И Гогита поцеловал его. Что это было — рукав пиджака, щека или волосы, он не понял, но поцеловал, потому что почувствовал, что он последний раз с отцом, он никогда, никогда не простит этого человека — самого сильного, самого дорогого и самого несправедливого на свете.

1963

РАССКАЗЫ

Музыкальный момент

Инженер Давид Бацикадзе, глубоко задумавшись, переходил улицу. Внезапно раздался женский крик и ужасающий скрип тормозов.

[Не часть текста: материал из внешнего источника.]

PR #3490, opened 2026-01-14
Add perf monitoring trace for file encryption time

avazirna:
## Product Description
This PR is the first in a series related to the retirement of `CommCareSessionService`. One of the options is to encrypt files using Android keystore facilities. To ensure that this change won't negatively impact CommCare performance, we decided to start measuring files encryption times to better assess this impact.

Ticket: https://dimagi.atlassian.net/browse/SAAS-19065

### Safety story
This was designed to be a null-safe operation and has no impact to the user.

## Labels and Review

### DIFF
--- a/app/src/org/commcare/tasks/SaveToDiskTask.java
+++ b/app/src/org/commcare/tasks/SaveToDiskTask.java
@@ -1,11 +1,14 @@
 package org.commcare.tasks;
 
+import com.google.firebase.perf.metrics.Trace;
+
 import org.commcare.CommCareApplication;
 import org.commcare.activities.FormEntryActivity;
 import org.commcare.activities.components.ImageCaptureProcessing;
 import org.commcare.android.database.app.models.FormDefRecord;
 import org.commcare.android.database.user.models.FormRecord;
 import org.commcare.android.logging.ForceCloseLogger;
+import org.commcare.google.services.analytics.CCPerfMonitoring;
 import org.commcare.interfaces.FormSavedListener;
 import org.commcare.logging.XPathErrorLogger;
 import org.commcare.models.database.SqlStorage;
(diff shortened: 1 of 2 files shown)


OrangeAndGreen (approved):

app/src/org/commcare/models/database/HybridFileBackedSqlStorage.java
```diff
@@ -328,6 +335,8 @@ protected byte[] generateKeyAndAdd(ContentValues contentValues) {
 
     private void writeStreamToFile(ByteArrayOutputStream bos, String filename,
                                    byte[] key) throws IOException {
+        Trace trace = CCPerfMonitoring.INSTANCE.startTracing(CCPerfMonitoring.TRACE_FILE_ENCRYPTION_TIME);
```
shubham1g5: do we need this given we are putting the same tracing in `encryptFile` ? If so, should we try to distinguish between the 2 traces ?

app/src/org/commcare/tasks/SaveToDiskTask.java
```diff
@@ -257,11 +264,21 @@ private void exportData(boolean markCompleted)
     }
 
     private void writeXmlToStream(ByteArrayPayload payload, OutputStream output) throws IOException {
+        Trace trace = CCPerfMonitoring.INSTANCE.startTracing(CCPerfMonitoring.TRACE_FILE_ENCRYPTION_TIME);
```
shubham1g5: same comment as above to distinguish the traces for different code components with different Trace labels.

shubham1g5 (changes requested):
Are you able to test that the added `tracing` itself doesn't introduce a performance downside on low end phones ? Given this tracking is in critical code components, think we should be very careful here to test the performance downsides of added tracing here.

avazirna:
> Are you able to test that the added `tracing` itself doesn't introduce a performance downside on low end phones ? Given this tracking is in critical code components, think we should be very careful here to test the performance downsides of added tracing here.

I will request QA to include this in the testing.

PR #3497, opened 2026-01-16
CCCT-2035 Job Card Overlapping UI

conroy-ricketts:
## Product Description

This one is pretty straightforward from the ticket - I constrained the buttons to the bottom of delivery hours and added a bit of margin.

I might update this PR if Product wants me to adjust the margin.

Here is a before example:

And here is an after image:

If delivery hours are not included, this is what the UI looks like with these changes:

### Safety story

I tested these changes on different pages with **_and_** without delivery hours to make sure the UI looks solid.

### QA Plan

We should test to ensure that the delivery hours is no longer being overlapped in the UI.

### DIFF
--- a/app/src/org/commcare/utils/ConnectivityStatus.java
+++ b/app/src/org/commcare/utils/ConnectivityStatus.java
@@ -1,11 +1,24 @@
 package org.commcare.utils;
 
+import android.Manifest;
 import android.content.Context;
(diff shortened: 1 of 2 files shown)


conroy-ricketts:
I tweaked the margin and updated the screenshots a moment ago

PR #3498, opened 2026-01-16
CCCT-2017 Release Toggles Parser

conroy-ricketts:
## Technical Summary

I implemented a new network parser for the release toggles feature that utilizes the new `/toggles` endpoint while storing data in the Connect DB.

Note: I chose not to handle a `JSONException` directly inside the parser because that is already being handled [here](https://github.com/dimagi/commcare-android/blob/d4ad4c8dbfba82982890fb59c3ba11b600b486e5/app/src/org/commcare/connect/network/base/BaseApiHandler.kt#L126) in `BaseApiHandler`.

### Safety story

- Verified that calling the new API works by going to a random fragment (in my case, the `ConnectJobsListsFragment`) and calling the new API function like so:

```
new PersonalIdApiHandler<List<ConnectReleaseToggleRecord>>(false, this) {  
  
    @Override  
    public void onFailure(@NonNull PersonalIdOrConnectApiErrorCodes errorCode, @Nullable Throwable t) { }  
  
    @Override  
    public void onSuccess(List<ConnectReleaseToggleRecord> data) { }  

}.getReleaseToggles(requireContext(), user.getUserId(), user.getPassword());
```

- Verified that I received a successful API response (albeit the release toggles that came from server were empty because they are not configured for me yet).
- Verified that the parser correctly generates a list of `ConnectReleaseToggleRecord`'s from json by hardcoding some fake release toggle JSON that I fed to the parse function while debugging the code.
  - Also verified that the data is being stored correctly in the Connect DB by setting a debug point and verifying that I could retrieve my fake toggles from the database after the parser ran. Here is the exact expression I used from inside `ConnectAppDatabaseUtil.storeReleaseToggles()` for reference: 
  `toggleStorage.getRecordsForValues(new String[]{}, new Object[]{})` 

### Automated test coverage

I created a new unit test class to pair with the new parser, and I verified that they all run successfully.

### QA Plan

No action needed from QA on this ticket. I'm sure this will all be tested thoroughly via other tickets.

### DIFF
--- a/app/src/org/commcare/connect/database/ConnectAppDatabaseUtil.java
+++ b/app/src/org/commcare/connect/database/ConnectAppDatabaseUtil.java
@@ -82,13 +82,20 @@ public class ConnectAppDatabaseUtil {
             Context context,
             List<ConnectReleaseToggleRecord> toggles
     ) {
-        SqlStorage<ConnectReleaseToggleRecord> toggleStorage =
-                ConnectDatabaseHelper.getConnectStorage(context, ConnectReleaseToggleRecord.class);
+        try {
+            SqlStorage<ConnectReleaseToggleRecord> toggleStorage =
+                    ConnectDatabaseHelper.getConnectStorage(context, ConnectReleaseToggleRecord.class);
+            ConnectDatabaseHelper.connectDatabase.beginTransaction();
 
-        toggleStorage.removeAll();
+            toggleStorage.removeAll();
 
-        for (ConnectReleaseToggleRecord toggle : toggles) {
-            toggleStorage.write(toggle);
+            for (ConnectReleaseToggleRecord toggle : toggles) {
+                toggleStorage.write(toggle);
+            }
+
+            ConnectDatabaseHelper.connectDatabase.setTransactionSuccessful();
+        }  finally {
+            ConnectDatabaseHelper.connectDatabase.endTransaction();
         }
     }
 }


conroy-ricketts:
@shubham1g5 @OrangeAndGreen @jaypanchal-13 @Jignesh-dimagi  

I was just now able to verify the new unit tests run successfully from my terminal. So this is ready for a full review now 👍

I'm still investigating why all unit tests are failing for me in Android Studio though, but I'm sure it's just something wrong with my local environment.

shubham1g5 (changes requested):

app/unit-tests/src/org/commcare/connect/network/connectId/parser/ConnectReleaseTogglesParserTest.kt
```diff
@@ -0,0 +1,179 @@
...
+                }
+            }
+            """.trimIndent()
+
+        val expectedDate = DateUtils.parseDateTime(mockDateString)
+
+        val inputStream = ByteArrayInputStream(mockJson.toByteArray())
+
+        // Mock the DB storage call so it doesn't try to access a real DB.
+        every { ConnectAppDatabaseUtil.storeReleaseToggles(any(), any()) } returns Unit
```
Jignesh-dimagi: @conroy-ricketts Minor: This mocking of the DB storage call can be moved to `setUp` to remove repeating code.

Jignesh-dimagi: @conroy-ricketts LGTM, only minor comment

Jignesh-dimagi (approved):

Давид очнулся от мыслей, поднял голову и… Хотя автомобиль, едва на него не наехавший, остановился, Давид невольно отскочил в сторону. Из машины быстро вышла побледневшая молодая женщина, которая, видимо, сама испугалась своего крика. Из второй дверцы выскочил высокий парень и изменившимся от волнения голосом попросил прощения.

На месте происшествия быстро собралась толпа. Подбежал автоинспектор и начал опрос свидетелей. Очень скоро он установил, что молодой водитель ехал с недозволенной скоростью. Он надеялся, что Давид испугается и быстро перебежит проезжую часть. Но Давид не заметил автомобиля. Зато теперь он разволновался, голос у него дрожал, он не мог устоять на месте, то и дело перекладывая из одной руки в другую коричневый кожаный портфель. Потом он взглянул на машину, заехавшую передними колесами на тротуар и похожую на жука с растопыренными крыльями, и вдруг узнал: «Мои тормоза спасли меня! — мелькнула в голове радостная мысль. — Разъезжает такой вот неопытный водитель, и кто знает, сколько было бы жертв, если бы не эти усовершенствованные тормоза».